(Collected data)
-=-=-

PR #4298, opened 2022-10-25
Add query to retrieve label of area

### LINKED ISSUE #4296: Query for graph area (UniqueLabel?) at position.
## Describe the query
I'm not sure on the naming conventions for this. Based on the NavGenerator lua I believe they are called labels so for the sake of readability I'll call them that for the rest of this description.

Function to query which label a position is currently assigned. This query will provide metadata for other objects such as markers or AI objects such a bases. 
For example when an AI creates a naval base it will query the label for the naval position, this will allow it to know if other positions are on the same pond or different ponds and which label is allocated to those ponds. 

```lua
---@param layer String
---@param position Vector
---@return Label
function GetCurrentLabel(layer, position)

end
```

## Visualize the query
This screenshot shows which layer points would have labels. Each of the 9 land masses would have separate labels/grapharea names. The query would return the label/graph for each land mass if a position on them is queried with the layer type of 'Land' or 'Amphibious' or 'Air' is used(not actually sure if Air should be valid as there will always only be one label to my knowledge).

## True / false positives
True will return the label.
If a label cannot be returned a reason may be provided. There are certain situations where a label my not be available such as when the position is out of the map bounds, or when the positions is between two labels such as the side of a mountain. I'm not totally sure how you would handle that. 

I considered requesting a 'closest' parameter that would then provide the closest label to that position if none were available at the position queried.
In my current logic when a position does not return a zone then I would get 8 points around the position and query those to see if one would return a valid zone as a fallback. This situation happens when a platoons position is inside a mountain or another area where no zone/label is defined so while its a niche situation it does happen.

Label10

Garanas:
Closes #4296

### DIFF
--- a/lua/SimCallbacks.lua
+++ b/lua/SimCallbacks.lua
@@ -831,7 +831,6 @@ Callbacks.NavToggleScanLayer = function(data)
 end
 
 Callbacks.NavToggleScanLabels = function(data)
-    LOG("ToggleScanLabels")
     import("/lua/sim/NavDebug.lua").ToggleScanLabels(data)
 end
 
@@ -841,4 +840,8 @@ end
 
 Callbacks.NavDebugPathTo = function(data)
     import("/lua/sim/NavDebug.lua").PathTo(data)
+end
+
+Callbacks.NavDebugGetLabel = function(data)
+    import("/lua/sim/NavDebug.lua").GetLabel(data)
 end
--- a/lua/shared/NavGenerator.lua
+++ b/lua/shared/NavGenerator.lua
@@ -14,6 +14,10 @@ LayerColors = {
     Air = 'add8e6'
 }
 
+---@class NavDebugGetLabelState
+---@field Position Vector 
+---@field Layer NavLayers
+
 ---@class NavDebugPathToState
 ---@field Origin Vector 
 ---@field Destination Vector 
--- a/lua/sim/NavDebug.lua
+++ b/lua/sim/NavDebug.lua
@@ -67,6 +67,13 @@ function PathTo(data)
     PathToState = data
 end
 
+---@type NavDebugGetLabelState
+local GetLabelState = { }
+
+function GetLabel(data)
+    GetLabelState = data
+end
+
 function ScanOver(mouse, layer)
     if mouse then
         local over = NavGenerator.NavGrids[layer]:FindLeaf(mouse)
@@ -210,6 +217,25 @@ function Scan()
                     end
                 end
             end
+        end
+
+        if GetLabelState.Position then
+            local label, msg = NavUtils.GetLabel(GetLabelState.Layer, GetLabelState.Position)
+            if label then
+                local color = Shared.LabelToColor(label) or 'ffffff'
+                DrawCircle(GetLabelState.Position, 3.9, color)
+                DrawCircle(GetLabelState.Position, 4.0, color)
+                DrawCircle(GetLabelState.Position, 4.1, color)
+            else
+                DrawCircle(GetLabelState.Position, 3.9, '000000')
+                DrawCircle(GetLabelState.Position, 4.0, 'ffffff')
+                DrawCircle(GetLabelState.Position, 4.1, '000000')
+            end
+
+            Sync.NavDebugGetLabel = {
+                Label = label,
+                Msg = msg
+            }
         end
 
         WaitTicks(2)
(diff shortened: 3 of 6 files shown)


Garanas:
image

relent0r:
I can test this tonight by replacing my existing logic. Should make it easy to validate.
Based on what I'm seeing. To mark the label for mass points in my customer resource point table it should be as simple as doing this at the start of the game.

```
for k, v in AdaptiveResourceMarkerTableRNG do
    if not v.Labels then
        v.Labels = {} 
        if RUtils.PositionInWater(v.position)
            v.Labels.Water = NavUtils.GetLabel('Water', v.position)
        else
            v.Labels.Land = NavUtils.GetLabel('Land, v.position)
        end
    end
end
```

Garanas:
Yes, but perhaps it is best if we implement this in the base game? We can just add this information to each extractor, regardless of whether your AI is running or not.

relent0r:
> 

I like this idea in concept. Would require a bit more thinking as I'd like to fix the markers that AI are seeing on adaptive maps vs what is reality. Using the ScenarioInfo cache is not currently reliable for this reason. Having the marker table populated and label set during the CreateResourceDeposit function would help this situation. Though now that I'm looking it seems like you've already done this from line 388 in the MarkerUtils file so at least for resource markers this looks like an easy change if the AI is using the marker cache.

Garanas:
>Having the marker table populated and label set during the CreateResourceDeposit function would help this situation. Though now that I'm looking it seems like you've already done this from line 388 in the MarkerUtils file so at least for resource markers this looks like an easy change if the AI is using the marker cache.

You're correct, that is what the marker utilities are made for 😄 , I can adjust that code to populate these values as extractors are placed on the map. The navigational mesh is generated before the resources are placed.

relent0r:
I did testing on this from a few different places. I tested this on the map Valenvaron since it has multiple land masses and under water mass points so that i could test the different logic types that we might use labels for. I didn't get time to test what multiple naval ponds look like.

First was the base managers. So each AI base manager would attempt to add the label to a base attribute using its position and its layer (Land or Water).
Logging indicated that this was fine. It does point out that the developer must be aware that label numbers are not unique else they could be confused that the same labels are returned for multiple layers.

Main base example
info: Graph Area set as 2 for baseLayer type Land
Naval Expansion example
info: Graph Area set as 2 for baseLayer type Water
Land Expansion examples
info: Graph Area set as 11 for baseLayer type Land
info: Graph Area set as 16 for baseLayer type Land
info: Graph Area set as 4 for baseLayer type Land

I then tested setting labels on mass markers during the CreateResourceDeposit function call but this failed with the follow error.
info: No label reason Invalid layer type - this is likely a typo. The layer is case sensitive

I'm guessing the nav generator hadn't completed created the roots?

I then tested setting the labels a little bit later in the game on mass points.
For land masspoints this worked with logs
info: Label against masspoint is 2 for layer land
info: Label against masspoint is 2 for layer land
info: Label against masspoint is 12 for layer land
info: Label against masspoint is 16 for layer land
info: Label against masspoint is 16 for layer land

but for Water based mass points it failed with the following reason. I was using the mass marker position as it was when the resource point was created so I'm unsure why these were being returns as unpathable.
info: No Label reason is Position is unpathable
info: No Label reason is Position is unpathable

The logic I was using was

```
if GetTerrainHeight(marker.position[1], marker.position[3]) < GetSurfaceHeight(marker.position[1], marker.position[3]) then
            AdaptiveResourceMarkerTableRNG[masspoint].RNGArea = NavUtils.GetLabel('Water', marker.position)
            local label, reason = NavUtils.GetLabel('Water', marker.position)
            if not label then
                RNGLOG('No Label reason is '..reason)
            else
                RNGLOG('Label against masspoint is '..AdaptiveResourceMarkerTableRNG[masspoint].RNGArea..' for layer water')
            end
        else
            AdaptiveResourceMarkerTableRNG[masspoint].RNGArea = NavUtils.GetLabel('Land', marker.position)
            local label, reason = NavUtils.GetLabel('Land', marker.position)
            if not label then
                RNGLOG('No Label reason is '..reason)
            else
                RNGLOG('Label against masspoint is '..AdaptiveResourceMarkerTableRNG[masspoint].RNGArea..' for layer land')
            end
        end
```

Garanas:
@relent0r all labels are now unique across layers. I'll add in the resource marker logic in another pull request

-=-=-

_Aim of the task:_ All the entries above need to be reproduced exactly.

_Answer area:_
PR #4298, opened 2022-10-25
Add query to retrieve label of area

### LINKED ISSUE #4296: Query for graph area (UniqueLabel?) at position.
## Describe the query
I'm not sure on the naming conventions for this. Based on the NavGenerator lua I believe they are called labels so for the sake of readability I'll call them that for the rest of this description.

Function to query which label a position is currently assigned. This query will provide metadata for other objects such as markers or AI objects such a bases. 
For example when an AI creates a naval base it will query the label for the naval position, this will allow it to know if other positions are on the same pond or different ponds and which label is allocated to those ponds. 

```lua
---@param layer String
---@param position Vector
---@return Label
function GetCurrentLabel(layer, position)

end
```

## Visualize the query
This screenshot shows which layer points would have labels. Each of the 9 land masses would have separate labels/grapharea names. The query would return the label/graph for each land mass if a position on them is queried with the layer type of 'Land' or 'Amphibious' or 'Air' is used(not actually sure if Air should be valid as there will always only be one label to my knowledge).

## True / false positives
True will return the label.
If a label cannot be returned a reason may be provided. There are certain situations where a label my not be available such as when the position is out of the map bounds, or when the positions is between two labels such as the side of a mountain. I'm not totally sure how you would handle that. 

I considered requesting a 'closest' parameter that would then provide the closest label to that position if none were available at the position queried.
In my current logic when a position does not return a zone then I would get 8 points around the position and query those to see if one would return a valid zone as a fallback. This situation happens when a platoons position is inside a mountain or another area where no zone/label is defined so while its a niche situation it does happen.

Label10

Garanas:
Closes #4296

### DIFF
--- a/lua/SimCallbacks.lua
+++ b/lua/SimCallbacks.lua
@@ -831,7 +831,6 @@ Callbacks.NavToggleScanLayer = function(data)
 end
 
 Callbacks.NavToggleScanLabels = function(data)
-    LOG("ToggleScanLabels")
     import("/lua/sim/NavDebug.lua").ToggleScanLabels(data)
 end
 
@@ -841,4 +840,8 @@ end
 
 Callbacks.NavDebugPathTo = function(data)
     import("/lua/sim/NavDebug.lua").PathTo(data)
+end
+
+Callbacks.NavDebugGetLabel = function(data)
+    import("/lua/sim/NavDebug.lua").GetLabel(data)
 end
--- a/lua/shared/NavGenerator.lua
+++ b/lua/shared/NavGenerator.lua
@@ -14,6 +14,10 @@ LayerColors = {
     Air = 'add8e6'
 }
 
+---@class NavDebugGetLabelState
+---@field Position Vector 
+---@field Layer NavLayers
+
 ---@class NavDebugPathToState
 ---@field Origin Vector 
 ---@field Destination Vector 
--- a/lua/sim/NavDebug.lua
+++ b/lua/sim/NavDebug.lua
@@ -67,6 +67,13 @@ function PathTo(data)
     PathToState = data
 end
 
+---@type NavDebugGetLabelState
+local GetLabelState = { }
+
+function GetLabel(data)
+    GetLabelState = data
+end
+
 function ScanOver(mouse, layer)
     if mouse then
         local over = NavGenerator.NavGrids[layer]:FindLeaf(mouse)
@@ -210,6 +217,25 @@ function Scan()
                     end
                 end
             end
+        end
+
+        if GetLabelState.Position then
+            local label, msg = NavUtils.GetLabel(GetLabelState.Layer, GetLabelState.Position)
+            if label then
+                local color = Shared.LabelToColor(label) or 'ffffff'
+                DrawCircle(GetLabelState.Position, 3.9, color)
+                DrawCircle(GetLabelState.Position, 4.0, color)
+                DrawCircle(GetLabelState.Position, 4.1, color)
+            else
+                DrawCircle(GetLabelState.Position, 3.9, '000000')
+                DrawCircle(GetLabelState.Position, 4.0, 'ffffff')
+                DrawCircle(GetLabelState.Position, 4.1, '000000')
+            end
+
+            Sync.NavDebugGetLabel = {
+                Label = label,
+                Msg = msg
+            }
         end
 
         WaitTicks(2)
(diff shortened: 3 of 6 files shown)


Garanas:
image

relent0r:
I can test this tonight by replacing my existing logic. Should make it easy to validate.
Based on what I'm seeing. To mark the label for mass points in my customer resource point table it should be as simple as doing this at the start of the game.

```
for k, v in AdaptiveResourceMarkerTableRNG do
    if not v.Labels then
        v.Labels = {} 
        if RUtils.PositionInWater(v.position)
            v.Labels.Water = NavUtils.GetLabel('Water', v.position)
        else
            v.Labels.Land = NavUtils.GetLabel('Land, v.position)
        end
    end
end
```

Garanas:
Yes, but perhaps it is best if we implement this in the base game? We can just add this information to each extractor, regardless of whether your AI is running or not.

relent0r:
> 

I like this idea in concept. Would require a bit more thinking as I'd like to fix the markers that AI are seeing on adaptive maps vs what is reality. Using the ScenarioInfo cache is not currently reliable for this reason. Having the marker table populated and label set during the CreateResourceDeposit function would help this situation. Though now that I'm looking it seems like you've already done this from line 388 in the MarkerUtils file so at least for resource markers this looks like an easy change if the AI is using the marker cache.

Garanas:
>Having the marker table populated and label set during the CreateResourceDeposit function would help this situation. Though now that I'm looking it seems like you've already done this from line 388 in the MarkerUtils file so at least for resource markers this looks like an easy change if the AI is using the marker cache.

You're correct, that is what the marker utilities are made for 😄 , I can adjust that code to populate these values as extractors are placed on the map. The navigational mesh is generated before the resources are placed.

relent0r:
I did testing on this from a few different places. I tested this on the map Valenvaron since it has multiple land masses and under water mass points so that i could test the different logic types that we might use labels for. I didn't get time to test what multiple naval ponds look like.

First was the base managers. So each AI base manager would attempt to add the label to a base attribute using its position and its layer (Land or Water).
Logging indicated that this was fine. It does point out that the developer must be aware that label numbers are not unique else they could be confused that the same labels are returned for multiple layers.

Main base example
info: Graph Area set as 2 for baseLayer type Land
Naval Expansion example
info: Graph Area set as 2 for baseLayer type Water
Land Expansion examples
info: Graph Area set as 11 for baseLayer type Land
info: Graph Area set as 16 for baseLayer type Land
info: Graph Area set as 4 for baseLayer type Land

I then tested setting labels on mass markers during the CreateResourceDeposit function call but this failed with the follow error.
info: No label reason Invalid layer type - this is likely a typo. The layer is case sensitive

I'm guessing the nav generator hadn't completed created the roots?

I then tested setting the labels a little bit later in the game on mass points.
For land masspoints this worked with logs
info: Label against masspoint is 2 for layer land
info: Label against masspoint is 2 for layer land
info: Label against masspoint is 12 for layer land
info: Label against masspoint is 16 for layer land
info: Label against masspoint is 16 for layer land

but for Water based mass points it failed with the following reason. I was using the mass marker position as it was when the resource point was created so I'm unsure why these were being returns as unpathable.
info: No Label reason is Position is unpathable
info: No Label reason is Position is unpathable

The logic I was using was

```
if GetTerrainHeight(marker.position[1], marker.position[3]) < GetSurfaceHeight(marker.position[1], marker.position[3]) then
            AdaptiveResourceMarkerTableRNG[masspoint].RNGArea = NavUtils.GetLabel('Water', marker.position)
            local label, reason = NavUtils.GetLabel('Water', marker.position)
            if not label then
                RNGLOG('No Label reason is '..reason)
            else
                RNGLOG('Label against masspoint is '..AdaptiveResourceMarkerTableRNG[masspoint].RNGArea..' for layer water')
            end
        else
            AdaptiveResourceMarkerTableRNG[masspoint].RNGArea = NavUtils.GetLabel('Land', marker.position)
            local label, reason = NavUtils.GetLabel('Land', marker.position)
            if not label then
                RNGLOG('No Label reason is '..reason)
            else
                RNGLOG('Label against masspoint is '..AdaptiveResourceMarkerTableRNG[masspoint].RNGArea..' for layer land')
            end
        end
```

Garanas:
@relent0r all labels are now unique across layers. I'll add in the resource marker logic in another pull request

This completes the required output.